Línea de envasado y empaquetado de turrón.
Línea de envasado y empaquetado de turrón. / Á. D.

Hace poco, desde la impoluta planta chocolatera, que dispone de almacenes para la planta de turrón hasta una eventual ampliación con nuevas líneas de fabricación y envasado, salieron 200 camiones en solo ocho días con destino a los muelles centrales de Mercadona por toda España, que a su vez colocó en los lineales el turrón navideño el tercer fin de semana de octubre. El director general de Sanchis Mira, César Soler, se refiere al grado de anticipación y velocidad con el que se opera en estas fábricas para la primera disposición de su gran cliente.

Las perspectivas, además, no son nada malas. «Somos bastante optimistas respecto al consumo navideño este año, principalmente por dos motivos: la mejor situación económica de España y la bajada del precio del turrón favorecido por la caída en origen de la almendra, la principal materia prima». Este grupo lleva desde tiempo inmemorial invirtiendo tiempo y dinero en el lanzamiento de nuevos productos para tratar de desestacionalizar el consumo y generar más empleo todo el año. De hecho, en la actualidad produce más de cuarenta variedades distintas de productos. «En el caso de Sanchis Mira tratamos de desestacionalizar, lo llevamos en nuestro ADN, pues hace diez años solo fabricaba turrones y ahora chocolates de muchas gamas y barquillos todo el año», añade el director. La feroz competencia del sector del dulce, que en España está muy diversificada con marcas nacionales y extranjeras de postres de carácter industrial para dar y tomar, no es motivo de preocupación para Sanchis Mira: «En mi modesta opinión, el consumidor actual está mucho más informado e incluso formado acerca de lo que se denomina 'saludable' y es de sobra conocido que el turrón es un producto cien por cien natural con almendra y miel como base», añade Soler.
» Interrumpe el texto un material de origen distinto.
PR #4263, opened 2025-06-18
Replace pathways with curation plugin

JimMadge:
### Summary

Replaces the pathways script with a MyST plugin.

This has a number of advantages,

- Single build command (there is no pathways build now, pathways are always included)
- More maintainable plugin
- Possibility for others to use the more generic curation directive
- Update pathways sections in the community handbook
  - Guide for authors
  - Information for infrastructure WG

Closes https://github.com/the-turing-way/pathways/issues/20

### List of changes proposed in this PR (pull-request)

* Remove pathways dependency
* Add curations plugin
* Add curation pages for pathways

### What should a reviewer concentrate their feedback on?

- [ ] Everything looks ok?

### Acknowledging contributors

- [ ] All contributors to this pull request are already named in the [table of contributors](https://github.com/the-turing-way/the-turing-way/blob/main/README.md#contributors) in the README file.
- [ ] The following people should be added to the [table of contributors](https://github.com/the-turing-way/the-turing-way/blob/main/README.md#contributors) in the README file:

PR #4294, opened 2025-07-10
Update Netlify docs to remove pathways reference

da5nsy:
Following #4263

### DIFF
--- a/book/README.md
+++ b/book/README.md
@@ -29,7 +29,7 @@ _The Turing Way_ book is built and deployed online using [Netlify](https://www.n
 If you want to deploy the book on Netlify, you'll need the following settings:
 
 - Base directory: `book/`
-- Build command: `make deps && make pathways && make ci`
+- Build command: `make deps && make ci`
 - Publish directory: `website/_build/html`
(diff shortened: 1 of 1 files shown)


sgibson91 (approved):

book/README.md
```diff
@@ -29,7 +29,7 @@ _The Turing Way_ book is built and deployed online using [Netlify](https://www.n
 If you want to deploy the book on Netlify, you'll need the following settings:
 
 - Base directory: `book/`
-- Build command: `make deps && make pathways && make ci`
+- Build command: `make deps && make ci`
 - Publish directory: `website/_build/html`
```
JimMadge, line 33: I'm not really sure what this is supposed to mean.

I don't like duplicating the build command here. It would be better just to reference `netlify.toml` here.

JimMadge (changes requested):

book/README.md
da5nsy: Agreed. I'll merge this (since it's currently incorrect) and then make a new issue for later.

PR #4303, opened 2025-07-16
Update book directory README

### LINKED ISSUE #4296: reference `netlify.toml` in `book/readme` rather than reproducing the build command
### Summary

See https://github.com/the-turing-way/the-turing-way/pull/4294#discussion_r2200113526

### What needs to be done?

_No response_

### Who can help?

_No response_

JimMadge:
Closes #4296

### DIFF
--- a/book/README.md
+++ b/book/README.md
@@ -8,11 +8,7 @@ All figures associated to the chapters are stored in, and linked from, the [`fig
 
 ### Configuration
 
-- The table of contents (TOC) defines the order of chapters as they appear in the book.
-To change the TOC, please edit the `website/myst.yml` file with correct information on filenames and their relative locations in this repository.
-Documentation on controlling the TOC structure can be found on the [Jupyter Book website](https://jupyterbook.org/customize/toc.html).
-- Same applies for more general configuration using `website/myst.yml`.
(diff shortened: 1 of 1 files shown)


book/README.md
```diff
@@ -1,38 +1,18 @@
...
 
-### Deploying
+### Building
 
-The site is built automatically using the two directories `book` and `book/website`.
-All of the dependencies are specified in `dependencies.in`, which is transformed into the lock file `dependencies.lock` using `pip-compile`.
-
-Instructions for how to build a Turing Way book locally can be found in [_The Turing Way_'s Community Handbook](https://book.the-turing-way.org/community-handbook/local-build).
-
-#### On Netlify
```
da5nsy, line 25: I think this might be the only place we document our use of Netlify besides redirects page, and the toml file itself. 
This probably isn't the best place for it, but we might want to keep it in until we're replacing it with something else - what do you think @JimMadge?

da5nsy (approved):
LGTM!

book/README.md
JimMadge: It is the wrong place and would be forgotten about (again 😆).

I don't think the information here is very useful so would say we should wait until we know there is a need for information before writing it.

PR #698, opened 2024-02-22
Enforce ignored files not being present in pull requests

SJShaw:
Adds a pull request check (trivially extendable to include pushes as well) that finds and lists any files that match ignore filters.

To avoid bypassing this (intentionally or accidentally) via first modifying `.gitignore`, the default branch's `.gitignore` will be used over the one in the pull request itself.

PR #699, opened 2024-02-22
chore: extend git ignore exceptions for known cases

SJShaw:
A prerequisite for #698, since the action it's introducing is clever enough to undo these changes when in the same PR.


kblin (approved):
Looks good to me 👍

PR #700, opened 2024-02-23
Reduce size of datafiles for HTML/javascript

SJShaw:
`regions.js` is used by the javascript in the HTML output to provide all the data for dynamic interaction.

This PR makes two trivial changes to whitespace formatting in the contents of that file. For the purposes of size comparison, a run of the master branch over NC_003888.3 with all options on is 9.4Mb. 

CDS details panels are pre-rendered, but the templating didn't use jinja's whitespace reduction markers. The removal of this extraneous whitespace reduced the file size to about 95% (to 8.9Mb) of the example.

The file itself contained the JSON objects with human-friendly indents. Given the depth of these objects and their children, removing those indents reduced the file size further, to about 82% (7.8Mb) of the example.

There will be more HTML templates through the codebase that can have unnecessary whitespace removed, but the CDS panels are the most numerous by far, making it the bulk of the possible savings. At some point this should be shifted to a less static approach, but that's a future PR.


kblin (approved):
Looks good to me 👍

PR #702, opened 2024-02-28
Polyhalogenated pyrrole rule

JudSze:
Add a role for polyhalogenated pyrrole


kblin:
I think the rule should go into the strict rule-set.
Our explanation for what the relaxed rules are is
> Detects partial clusters missing one or more functional parts.

and that rule contains all the functional parts to create polyhalogenated pyrroles.

SJShaw (approved):
Moved to strict set

PR #704, opened 2024-03-20
Update biopython dependency to 1.81

SJShaw:
1.81 was chosen because 1.83 introduces a whole heap more issues than it solved. 1.81 does allow use of an updated GFF parser.

Now that biopython has a shared base class for locations, the opportunity was taken to add a mixin/wrapper for the location classes to add most of the static location functions as instance methods.

### DIFF
--- a/antismash/common/all_orfs.py
+++ b/antismash/common/all_orfs.py
@@ -11,10 +11,9 @@
 
 from typing import Iterable, List, Optional, Tuple
 
-from Bio.SeqFeature import FeatureLocation
-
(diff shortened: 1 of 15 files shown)


SJShaw:
There's a few bits of improvement that are possible here, so I'll mark it as a draft for the moment until I get to them. For example the `Location.is_bridged()` method is ambiguously named and inconsistent with the naming used in #697 for similar purposes.

SJShaw:
Largely superseded by #710, the location subclassing will be split into a different PR that will follow later.

PR #707, opened 2024-04-08
build: convert setup.py based setup to pyproject.toml

afuetterer:
Hi, this is my first PR to the project. Please feel free to close, if the changes are not desired.

This PR proposes the following changes:

- remove `setup.py` based project setup
- use modern python project setup with `pyproject.toml`
- move as much tooling configuration into pyproject.toml (flake8 and pycodestyle still require the `setup.cfg`)

Please let me know what you think.

Refs:
- https://packaging.python.org/en/latest/tutorials/packaging-projects/


afuetterer:
Should I close this?

kblin:
The reason we haven't responded on this one yet is that I'm not sure we want to go with hatchling for our build system, and we didn't have time to discuss this properly yet.

afuetterer:
Alright, no problem. Thanks for the feedback.

Hatchling is just one backend that uses the toml file.
Setuptools, flit and pdm are other available options, see https://packaging.python.org/en/latest/tutorials/packaging-projects/#choosing-a-build-backend

I can change to setuptools, for example.

Do you want me to keep this open or is this change not desired (at the moment)?

PR #710, opened 2024-04-11
Dependency version upgrades

SJShaw:
- Bumps minimum python version from 3.9 to 3.11 to allow for new features which simplify future development (e.g. the `Self` type).
- Bumps `mypy` from 0.982 to 1.9.0, along with associated fixes for existing types
- Bumps `biopython` from 1.78 to 1.81, along with associated fixes
- Bumps `bcbio-gff` from 0.70 to 0.71 (which required a biopython newer than 1.78), fixing some issues with GFF inputs


kblin (approved):
Looks good to me 👍

PR #716, opened 2024-05-16
secmet: fix CDS feature name generation breaking CSS/HTML output

SJShaw:
In cases where a CDS feature had no identifiers (`locus_tag`, `gene`, `protein_id`), names are autogenerated using the location. When the location had ambiguous positions, the resulting name included the string representation of that position, e.g. `cds<123_456`, which causes issues in HTML/CSS.

This change removes the ambiguous marker from the name, resulting in `cds123_456`. This may collide with other unidentified CDS features at the same coordinates without ambiguous positions, but that is an issue best solved by correcting the annotations before they hit antiSMASH.


kblin (approved):
Looks good to me 👍

PR #719, opened 2024-05-22
common.json: fix JSON conversion of subclasses of stdlib types

SJShaw:
The stdlib python does not respect subclasses of types without either a custom encoder being passed to every json.dump(s) call or forcing pure-python conversion with by setting `json.encoder.c_make_encoder` to False. This caused the JSON helper classes in `antismash.common.json` to be converted to an empty dictionary when using the C implementation, which in turn prevented the NRPS/PKS domain view from showing anything after the changes in 09e7076bc where indentation was removed to save disk space.

Both options are poor because it's easy to miss the extra option or it becomes much slower to convert to JSON for the large HTML JSON dumps.

As a solution, all json library calls have been swapped to use `antismash.common.json` instead, taking advantage of the opportunity to switch to the much faster `orjson` library instead of the standard library.

This comes at the cost of slight flexibility, as indent levels in `orjson` are either 2 spaces or no indentation, but that seems bearable, given the speed increase.

Along with speed increases, the changes also add more flexibility in class conversion. All classes with a `to_json()` or `__json__()` method will now convert automatically, which will simplify many instances of classes with attributes of other classes needing conversion to JSON. This only applies to conversion *to* JSON, converting *from* JSON must still be specified.

### DIFF
--- a/antismash/common/comparippson/data/build_data.py
+++ b/antismash/common/comparippson/data/build_data.py
@@ -7,10 +7,11 @@
 import argparse
 from dataclasses import dataclass
 import glob
-import json
 import os
 import sys
 from typing import Any, Dict, List
+
+from antismash.common import json
 
 
 @dataclass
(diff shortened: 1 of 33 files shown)


kblin (approved):
Looks good to me 👍

PR #720, opened 2024-05-28
Add CAL domain as a loader

zreitz:
Many lipopeptide siderophore NRPSs start with a fatty acid adenylation domain belonging to the CAL domain family (ex: [pyoverdine's PvdL](https://www.ncbi.nlm.nih.gov/pmc/articles/PMC3220798/)). Because `CAL_domain` isn't in the list of loaders, the module isn't recognized as valid. Here's PvdL:
image

In this more unusual case (NZ_ABLD01000016), the gene with the true initiation module is excluded from the modules tab, leading to another gene to incorrectly be labeled as the "complete" starter module.
image
image

This pull request adds the CAL domain to the list of loaders, which then allows the `CAL_domain - PCP` module to be recognized as complete:
image

BGC0000180 is an example of a non-siderophore BGC that will be affected (correctly, I'd say).

### DIFF
--- a/antismash/detection/nrps_pks_domains/module_identification.py
+++ b/antismash/detection/nrps_pks_domains/module_identification.py
@@ -164,6 +164,10 @@ class Component:
         """ Returns True if the component can function as an acyltransferase domain """
         return self.label in ACYLTRANSFERASES
 
+    def is_cal(self) -> bool:
+        """ Returns True if the component can function as an acyltransferase domain """
+        return self.label == "CAL_domain"
+
     def is_condensation(self) -> bool:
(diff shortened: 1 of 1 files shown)


kblin (approved):
Looks good to me 👍

SJShaw:
I have a [related branch](https://github.com/SJShaw/antismash/tree/AHBA_rule) that covered this change, along with the SMILES for the CAL domain predictions. It also added a rule for the AHBA prediction, which we probably don't want, but I think we ought to bundle the further handling of the module at the same time as we start treating the modules as being complete.

SJShaw:
Closing in favour of the now-merged #724

PR #723, opened 2024-07-04
Small fixes and improvements

SJShaw:
A collection of small changes, most of which are simple fixes or improvements. The remainder are aimed at supporting future use cases or use as a library (e.g. adding `subprocessing.prodigal` runners.

- Improves some testing helpers, and performance for various areas.
- Improves communication of `--sideload-by-cds` with a name that does not exist in inputs. As no mechanism exists (yet) for checking all records with all options, for now this just logs a warning.
- Adds explicit tracking of `source` features in records, for future use in multi-source inputs.
- Fixes an issue in lassopeptide scoring where checking that another component was within a certain distance would never fail.
- Fixes an issue with some very specific NRPS/PKS module constructs resulting in crashes due to unexpected domain ordering when fetching the module's protein location.

### DIFF
--- a/antismash/common/secmet/__init__.py
+++ b/antismash/common/secmet/__init__.py
@@ -22,6 +22,7 @@ from .features import (
     Prepeptide,
     Protocluster,
     Region,
+    Source,
     SubRegion,
 )
 from .qualifiers import GeneFunction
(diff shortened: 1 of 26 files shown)


kblin (approved):
Looks good to me 👍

El grupo Sanchis Mira, que tiene a gala ser el primero en España en producción de turrones, chocolates y dulces navideños, se marca nuevos retos. En función de la evolución del consumo interno y los mercados exteriores, podría incluso ampliar la moderna y tecnológica fábrica de chocolates pese a que, a día de hoy, como explica César Soler, «es la de mayor productividad en toda España, con unas 470.000 tabletas al día, a razón de 300 por minuto, o con mil napolitanas de chocolate por minuto». Todo funciona con precisión milimétrica en la factoría chocolatera. Una suerte de búnker del cacao hecho líquido en el que se garantiza la seguridad alimentaria y la certificación de calidad. Uno de los procesos clave es el atemperado del chocolate, que pasa de 45 a 28 grados para después subirlo a 30 en una cadena de altísima tecnología «para que sea correcta y óptima la ordenación molecular de la manteca y el producto salga luciente, brillante y con bouqué». Soler se enorgullece de que la alta rotación que tiene la chocolatera (dos semanas máximo) permite «siempre degustar el producto recién hecho».